Si l’appel au panafricanisme était surtout adressé aux gouvernements afin de créer le cadre propice au déploiement de la Zlecaf, il pourrait cependant renforcer l’idée d’une « panafricanisation » à petite et grande échelle des entreprises du continent, lesquelles constituent le cœur-battant de cette plateforme. D’autant que cette tendance à la logique panafricaine du business s’observe de plus en plus depuis quelques années. Le secteur financier notamment en a fait la démonstration. Outre les banques d’Afrique du Sud, du Nigeria ou du Maroc qui ont démontré une forte orientation continentales ces dernières années, un rapport de l’Association africaine des fonds d’investissements et de capital-risque (AVCA) montre qu’au premier semestre 2019, 51% de la valeur des transactions de capital-investissement en Afrique portaient l’étiquette panafricaine.
Si la nécessité de diversifier les risques d’investissement est évoquée comme l’un des principaux motifs, la Zlecaf n’est pas étrangère à cette tendance visiblement renforcée. En décembre 2021, le Comité panafricain du commerce et de l’investissement du secteur privé (Paftrac) un organe qui relève de la Banque africaine d’import-export (Afreximbank) boucle l’année en révélant que les patrons des entreprises commerciales dans 46 pays d’Afrique prévoient d’investir ou ont déjà commencé à le faire pour le développement continental de leurs activités, sur fond de la Zlecaf. Leur motif : « tirer parti des opportunités d’accès aux marchés qu’offre la zone de libre-échange ».
La Zlecaf -qui a son siège au Ghana est officiellement opérationnelle depuis le 1er janvier 2021. Mais à ce jour, peu de transactions se font en raison des nombreux freins dont la non-libre circulation des biens et des personnes, la question des barrières tarifaires, et bien plus encore. Ces obstacles font notamment que le commerce intra-africain ne représente toujours que 16% du commerce de l’Afrique. L’accord prévoit l’élimination des droits de douanes sur 90% des marchandises d’ici 2030, ce qui n’est pas gagné d’avance, puisque cela devrait encore faire l’objet de longues négociations.

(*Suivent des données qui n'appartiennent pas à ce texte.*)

PR #56722, opened 2026-02-03
[ci-skip] Document protocol option for MemCacheStore

Saidbek:
### Motivation / Background

Documents the `protocol: :meta` option for `MemCacheStore` in the caching guide.


skipkayhil:
I'm not sure this is worth mentioning here, see my comment: https://github.com/rails/rails/pull/56721#pullrequestreview-3743229626

PR #56723, opened 2026-02-03
Avoid Dalli alive! deprecation in tests

afurm:
### Motivation / Background

This Pull Request has been created because Dalli 4.0.3+ deprecates `Dalli::Client#alive!`, and the MemCacheStore tests can trigger that warning. This change avoids the deprecation noise in the test harness without altering runtime behavior.

### Detail

This Pull Request changes the MemCacheStore tests to use a `SafeDalliClient` that forwards `alive!` to `alive?` when available, and scopes the client swap inside the unavailability helper to keep the behavior test-only.

### Additional information

N/A

### Checklist


p8:
Thanks for the PR @afurm.
It looks this is being handled and discussed in https://github.com/rails/rails/pull/56721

Pour faire avancer l’agenda, l’UA a lancé en octobre 2022 le Guided Trade Initiative, un projet pilote créé pour faire circuler librement une centaine de produits issus de huit pays africains réunissant l’Ouest, l’Est, le Centre, le Sud et le Nord de l’Afrique. Il s’agit du Ghana, du Rwanda, du Kénya, de l’Égypte, du Cameroun, de Maurice, de la Tanzanie et de la Tunisie. Les entreprises de ces pays sont donc amenées à travailler dans le cadre de jumelage. Cela pourrait à terme donner lieu à des implantations, ce qui serait une autre manière de « panafricaniser » les entreprises.